Using the records that follow, copy every line containing the word "ChurchApps".

[INPUT DATA — start]

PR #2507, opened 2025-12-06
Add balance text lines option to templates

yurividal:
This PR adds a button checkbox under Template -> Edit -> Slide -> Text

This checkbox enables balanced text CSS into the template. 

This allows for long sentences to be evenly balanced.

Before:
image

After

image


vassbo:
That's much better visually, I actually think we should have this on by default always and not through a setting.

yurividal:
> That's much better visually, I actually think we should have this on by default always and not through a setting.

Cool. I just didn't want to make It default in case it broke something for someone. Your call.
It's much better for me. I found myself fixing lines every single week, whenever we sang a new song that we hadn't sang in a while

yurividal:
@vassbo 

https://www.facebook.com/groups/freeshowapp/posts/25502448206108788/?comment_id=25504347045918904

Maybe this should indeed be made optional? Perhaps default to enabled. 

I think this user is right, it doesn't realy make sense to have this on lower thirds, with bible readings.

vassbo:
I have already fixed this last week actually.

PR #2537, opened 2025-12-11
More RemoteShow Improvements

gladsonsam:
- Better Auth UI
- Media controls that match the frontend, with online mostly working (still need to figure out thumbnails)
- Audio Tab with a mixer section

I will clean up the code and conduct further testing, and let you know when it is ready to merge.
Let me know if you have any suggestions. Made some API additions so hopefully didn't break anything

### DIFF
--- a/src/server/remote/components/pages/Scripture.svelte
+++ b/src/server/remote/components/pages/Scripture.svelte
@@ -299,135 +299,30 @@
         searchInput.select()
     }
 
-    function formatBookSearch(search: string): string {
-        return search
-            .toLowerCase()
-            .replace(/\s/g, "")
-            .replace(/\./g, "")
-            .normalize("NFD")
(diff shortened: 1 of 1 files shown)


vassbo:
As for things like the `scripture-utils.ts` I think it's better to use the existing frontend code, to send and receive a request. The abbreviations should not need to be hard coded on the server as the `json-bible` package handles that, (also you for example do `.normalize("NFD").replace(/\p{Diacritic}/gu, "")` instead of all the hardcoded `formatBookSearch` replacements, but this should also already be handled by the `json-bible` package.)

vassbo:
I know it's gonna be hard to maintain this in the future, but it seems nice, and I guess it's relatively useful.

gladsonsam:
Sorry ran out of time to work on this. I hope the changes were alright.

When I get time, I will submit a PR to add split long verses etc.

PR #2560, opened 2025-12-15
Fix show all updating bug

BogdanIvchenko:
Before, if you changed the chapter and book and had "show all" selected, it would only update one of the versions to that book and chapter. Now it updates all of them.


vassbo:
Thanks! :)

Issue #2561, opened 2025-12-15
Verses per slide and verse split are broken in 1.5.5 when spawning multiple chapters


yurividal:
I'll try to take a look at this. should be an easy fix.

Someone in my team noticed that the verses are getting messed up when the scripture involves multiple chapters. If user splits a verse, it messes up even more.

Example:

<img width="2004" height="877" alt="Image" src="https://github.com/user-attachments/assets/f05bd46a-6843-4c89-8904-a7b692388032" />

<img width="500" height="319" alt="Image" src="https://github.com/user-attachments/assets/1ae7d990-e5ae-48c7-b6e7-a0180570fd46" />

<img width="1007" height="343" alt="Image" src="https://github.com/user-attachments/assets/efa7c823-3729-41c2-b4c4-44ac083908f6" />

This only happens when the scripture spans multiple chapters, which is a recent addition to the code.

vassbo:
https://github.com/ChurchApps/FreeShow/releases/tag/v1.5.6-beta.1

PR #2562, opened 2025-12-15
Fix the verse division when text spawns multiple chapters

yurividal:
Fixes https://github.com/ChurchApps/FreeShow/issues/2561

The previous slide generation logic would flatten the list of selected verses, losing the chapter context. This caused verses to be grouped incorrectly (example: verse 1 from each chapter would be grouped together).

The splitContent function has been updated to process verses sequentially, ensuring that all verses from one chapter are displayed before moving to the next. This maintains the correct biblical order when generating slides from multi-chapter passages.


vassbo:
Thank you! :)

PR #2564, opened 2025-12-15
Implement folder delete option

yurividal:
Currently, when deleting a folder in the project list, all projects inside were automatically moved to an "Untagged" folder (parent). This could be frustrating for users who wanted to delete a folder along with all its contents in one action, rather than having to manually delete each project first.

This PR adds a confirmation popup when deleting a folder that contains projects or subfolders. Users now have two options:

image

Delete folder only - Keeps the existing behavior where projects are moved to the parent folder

[INPUT DATA — finish]
[INPUT DATA — start]

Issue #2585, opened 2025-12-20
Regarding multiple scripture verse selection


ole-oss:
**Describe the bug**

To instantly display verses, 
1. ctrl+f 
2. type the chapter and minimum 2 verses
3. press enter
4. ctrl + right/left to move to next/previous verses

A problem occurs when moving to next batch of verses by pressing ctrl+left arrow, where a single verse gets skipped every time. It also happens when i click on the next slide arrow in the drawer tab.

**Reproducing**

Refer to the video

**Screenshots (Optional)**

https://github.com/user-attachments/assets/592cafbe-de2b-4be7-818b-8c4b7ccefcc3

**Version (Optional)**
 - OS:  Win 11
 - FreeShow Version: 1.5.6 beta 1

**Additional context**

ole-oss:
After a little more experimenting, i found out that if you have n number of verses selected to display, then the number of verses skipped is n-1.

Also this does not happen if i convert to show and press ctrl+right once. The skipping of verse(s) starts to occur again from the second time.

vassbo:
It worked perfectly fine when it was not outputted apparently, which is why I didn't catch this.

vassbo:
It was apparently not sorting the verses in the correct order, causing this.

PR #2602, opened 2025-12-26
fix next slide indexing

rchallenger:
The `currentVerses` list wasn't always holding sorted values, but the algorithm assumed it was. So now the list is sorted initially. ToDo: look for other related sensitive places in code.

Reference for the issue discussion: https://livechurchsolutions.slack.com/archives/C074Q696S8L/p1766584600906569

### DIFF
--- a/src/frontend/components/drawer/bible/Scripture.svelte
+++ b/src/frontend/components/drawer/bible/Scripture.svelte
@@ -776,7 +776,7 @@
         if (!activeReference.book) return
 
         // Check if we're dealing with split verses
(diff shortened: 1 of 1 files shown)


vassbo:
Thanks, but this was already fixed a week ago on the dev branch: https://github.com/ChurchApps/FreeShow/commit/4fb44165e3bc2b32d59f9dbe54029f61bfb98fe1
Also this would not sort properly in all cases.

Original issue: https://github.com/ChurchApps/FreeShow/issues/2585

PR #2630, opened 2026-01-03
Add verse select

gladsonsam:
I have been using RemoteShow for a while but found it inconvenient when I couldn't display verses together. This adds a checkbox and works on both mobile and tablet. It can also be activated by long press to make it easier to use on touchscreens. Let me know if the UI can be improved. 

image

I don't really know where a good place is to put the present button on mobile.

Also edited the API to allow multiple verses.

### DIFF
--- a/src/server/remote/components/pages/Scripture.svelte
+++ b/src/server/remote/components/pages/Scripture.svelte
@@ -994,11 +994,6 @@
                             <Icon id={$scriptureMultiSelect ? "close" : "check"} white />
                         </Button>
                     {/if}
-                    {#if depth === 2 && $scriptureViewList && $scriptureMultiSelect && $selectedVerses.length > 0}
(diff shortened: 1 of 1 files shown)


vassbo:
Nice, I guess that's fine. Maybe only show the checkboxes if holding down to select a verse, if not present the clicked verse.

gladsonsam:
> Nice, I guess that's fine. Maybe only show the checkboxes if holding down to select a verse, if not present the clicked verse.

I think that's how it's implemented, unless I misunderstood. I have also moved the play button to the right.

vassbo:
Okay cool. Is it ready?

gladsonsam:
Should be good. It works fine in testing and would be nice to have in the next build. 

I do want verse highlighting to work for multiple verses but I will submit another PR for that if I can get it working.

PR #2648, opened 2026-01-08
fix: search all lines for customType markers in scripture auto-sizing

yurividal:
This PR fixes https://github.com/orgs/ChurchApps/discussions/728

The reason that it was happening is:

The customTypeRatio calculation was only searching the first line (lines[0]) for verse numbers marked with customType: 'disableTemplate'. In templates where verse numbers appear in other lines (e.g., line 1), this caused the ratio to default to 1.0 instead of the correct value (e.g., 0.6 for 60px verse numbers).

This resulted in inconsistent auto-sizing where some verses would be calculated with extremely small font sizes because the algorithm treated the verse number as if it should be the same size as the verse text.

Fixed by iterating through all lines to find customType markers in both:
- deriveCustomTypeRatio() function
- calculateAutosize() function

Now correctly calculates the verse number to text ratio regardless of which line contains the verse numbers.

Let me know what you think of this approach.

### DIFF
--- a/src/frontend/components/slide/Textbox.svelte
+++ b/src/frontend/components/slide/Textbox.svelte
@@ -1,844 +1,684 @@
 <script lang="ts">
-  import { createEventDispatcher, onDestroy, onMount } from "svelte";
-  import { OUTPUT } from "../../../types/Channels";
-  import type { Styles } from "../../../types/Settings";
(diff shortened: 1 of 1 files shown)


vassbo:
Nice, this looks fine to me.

[INPUT DATA — finish]

**EXERCISE RESULT:**
https://github.com/ChurchApps/FreeShow/releases/tag/v1.5.6-beta.1
Fixes https://github.com/ChurchApps/FreeShow/issues/2561
Thanks, but this was already fixed a week ago on the dev branch: https://github.com/ChurchApps/FreeShow/commit/4fb44165e3bc2b32d59f9dbe54029f61bfb98fe1
Original issue: https://github.com/ChurchApps/FreeShow/issues/2585
This PR fixes https://github.com/orgs/ChurchApps/discussions/728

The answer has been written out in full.